▽
PR #583, opened 2015-05-16
(feat) [SD-2250] Assign a default Source to user created content Items

sivakuna-aap:


client/app/scripts/superdesk-authoring/authoring.js
```diff
@@ -91,6 +91,11 @@
             this.stop(item);
             timeouts[item._id] = $timeout(function() {
                 var diff = extendItem({_id: item._id}, item);
+
+                if (diff.publish_schedule === null) {
```
amagdas: Isn't this affecting scheduled publishing?

server/settings.py
```diff
@@ -269,3 +269,6 @@ def env(variable, fallback_value=None):
 
 # Defines the maximum value of Publish Sequence Number after which the value will start from 1
 MAX_VALUE_OF_PUBLISH_SEQUENCE = 9999
+
+# Defines default value for Source to be set for manually created articles
+DEFAULT_SOURCE_VALUE_FOR_MANUAL_ARTICLES = 'AAP'
```
amagdas: I think we should read this from system env so we can deploy for other envs without code changes.

amagdas:
:+1:

client/app/scripts/superdesk-authoring/authoring.js
sivakuna-aap: No this won't affect. Without this autosave was throwing exceptions '`publish_schedule` is unknown field'. When I added in the schema it was throwing exception that null is not allowed in `publish_schedule`. That's the reason I had to add this check.

However, there is one more issue with published date for which I will raise JIRA.

amagdas: :+1:

akintolga:
:+1:

PR #585, opened 2015-05-18
feat(add takes) - refactor TakesPackageService

amagdas:
- mark the package as "takes_package" only when needed


server/apps/archive/takes_package_service.py
```diff
@@ -0,0 +1,119 @@
+# -*- coding: utf-8; -*-
```
sivakuna-aap: Since packages functionality is growing I think it's better to refactor to a different package.

amagdas: You mean to move the archive_composite.py and takes_package_service.py to another folder module?

sivakuna-aap: Yes, we can move other modules also if there are any related to package into one folder module.

amagdas: Sounds good, will do.

akintolga:
:+1:

mdhaman:
:+1:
△
▸ ACTION ITEM: The job is to copy each line from the material above that holds the word "null".

▸ OUTPUT OF THE TASK:
+                if (diff.publish_schedule === null) {
sivakuna-aap: No this won't affect. Without this autosave was throwing exceptions '`publish_schedule` is unknown field'. When I added in the schema it was throwing exception that null is not allowed in `publish_schedule`. That's the reason I had to add this check.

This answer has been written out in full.